Kiczyce is a village in Gmina Skoczów, Cieszyn County, Silesian Voivodeship, southern Poland. It lies in the historical region of Cieszyn Silesia.

== History ==
The village was first mentioned in 1316 as Kytsitz. Politically the village belonged then to the Duchy of Teschen, formed in 1290 in the process of feudal fragmentation of Poland and was ruled by a local branch of Piast dynasty. In 1327 the duchy became a fee of Kingdom of Bohemia, which after 1526 became part of the Habsburg monarchy. In years 1573/1577–1594 it belonged to Skoczów-Strumień state country that was split from the Duchy of Teschen but was later purchased back.

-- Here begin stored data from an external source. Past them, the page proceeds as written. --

PR #1167, opened 2026-06-29
refactor(agent): add authorization headers to all requests.

rene-oromtz:
## Description
This PR adds authentication header to all requests by using a shared requests.Session. 

Implementation:

1. Uses the `__call__` method from `AuthBase` to add the access token as authorization header
2. Adds this header to the `session.auth` object 
3. Caches the access token (JWT token) so it can be reused with the same session to reduce network calls. 
4. On access token expiration, it automatically handles token expiration by refreshing the access token and reattempting the same request that initially failed. 
5. session cookies are now implicit, this happens at agent registration and is guaranteed to be kept given the agent now uses the same session for all requests. 
6. Also reduces updating the refresh token to 3 days given the expiration is now 6 days server side

## Resolved issues
Resolves [CERTTF-1234](https://warthogs.atlassian.net/browse/CERTTF-1234)

## Tests
Existing unit tests are passing
session.cookies unit tests are cleaned up given this is now implicit, no cookies refresh is happening agent side.

[CERTTF-1234]: https://warthogs.atlassian.net/browse/CERTTF-1234?atlOrigin=eyJpIjoiNWRkNTljNzYxNjVmNDY3MDlhMDU5Y2ZhYzA5YTRkZjUiLCJwIjoiZ2l0aHViLWNvbS1KU1cifQ

### DIFF
--- a/agent/src/testflinger_agent/client.py
+++ b/agent/src/testflinger_agent/client.py
@@ -146,7 +146,8 @@ class TestflingerClient:
             if getattr(response.request, "_auth_retry", False):
                 return response
 
-            # Drain before releasing the connection
+            # Consume the response body to return the active connection to
+            # the pool for reuse
             _ = response.content
 
             del self.access_token
--- a/agent/src/testflinger_agent/client.py
+++ b/agent/src/testflinger_agent/client.py
@@ -69,8 +69,8 @@ class ClientAuth(AuthBase):
         :param req: The prepared request object to modify
         :return: The modified request object with Authorization header
         """
-        if self.client.access_token:
-            req.headers["Authorization"] = f"Bearer {self.client.access_token}"
+        if access_token := self.client.access_token:
+            req.headers["Authorization"] = f"Bearer {access_token}"
         return req
 
 
@@ -147,15 +147,15 @@ class TestflingerClient:
                 return response
 
             # Drain before releasing the connection
-            response.content  # noqa: B018
+            _ = response.content
 
             del self.access_token
-            if not self.access_token:
+            if not (access_token := self.access_token):
                 return response
 
             new_request = response.request.copy()
             new_request.headers["Authorization"] = (
-                f"Bearer {self.access_token}"
+                f"Bearer {access_token}"
             )
             new_request._auth_retry = True
             new_response = response.connection.send(new_request, **kwargs)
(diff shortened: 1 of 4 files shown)


agent/src/testflinger_agent/client.py
```diff
@@ -102,21 +130,38 @@ def _configure_influx(self):
...
+        if response.status_code == HTTPStatus.UNAUTHORIZED:
+            if getattr(response.request, "_auth_retry", False):
+                return response
+
+            # Consume the response body to return the active connection to
+            # the pool for reuse
+            _ = response.content
+
+            del self.access_token
+            if not (access_token := self.access_token):
```
ajzobro, line 154: We are deleting and then using self.access_token.

agent/tests/test_client.py
```diff
@@ -644,111 +623,38 @@ def test_get_job_missing_token_header(self, client, requests_mock):
...
-            f"{client.server}/v1/oauth2/refresh",
-            json={"access_token": "test-token"},  # noqa: S106
-        )
-        requests_mock.post(
-            f"{client.server}/v1/agents/data/test_agent",
-            json={"job_id": ""},
-        )
 
-        # Cookies are empty, so post_agent_data should be called
-        assert not client.session.cookies
```
ajzobro, line 715: Are we still going to have cookies? I believe the server is still expecting cookies for subsequent agent identification and that we should still be checking appropriate and expected cookie bahavior.

agent/src/testflinger_agent/client.py
ajzobro: Ah, this must just clear the cached value.

agent/tests/test_client.py
rene-oromtz: Correct, agent will have its cookies on agent registration and every time it gets a job via `post_agent_data`. Given we are using the same session for all requests, the cookies are guaranteed (afaik those are not expiring server side)

agent/src/testflinger_agent/client.py
rene-oromtz: Correct, deleting the cached valued and re-cache again

ajzobro (approved):
LGTM, let's go try this out on staging.

PR #1168, opened 2026-06-29
refactor(cli): add authorization headers to all requests

rene-oromtz:
## Description
This PR adds authentication header to all CLI requests by using a shared requests.Session.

After Revolutions of 1848 in the Austrian Empire a modern municipal division was introduced in the re-established Austrian Silesia. The village as a municipality was subscribed to the political district of Bielsko and the legal district of Skoczów. According to the censuses conducted in 1880, 1890, 1900 and 1910 the population of the municipality dropped from 575 in 1880 to 499 in 1910, with a majority of the inhabitants being native Polish-speakers (96.9–100%) and in 1890 also a small German-speaking minority (18 or 3.1%), in terms of religion the majority were Roman Catholics (73.7% in 1910), followed by Protestants (25.7% in 1910) and Jews (3 people). The village was also traditionally inhabited by Cieszyn Vlachs, speaking Cieszyn Silesian dialect.

After World War I, fall of Austria-Hungary, Polish–Czechoslovak War and the division of Cieszyn Silesia in 1920, it became a part of Poland. It was then annexed by Nazi Germany at the beginning of World War II. After the war it was restored to Poland.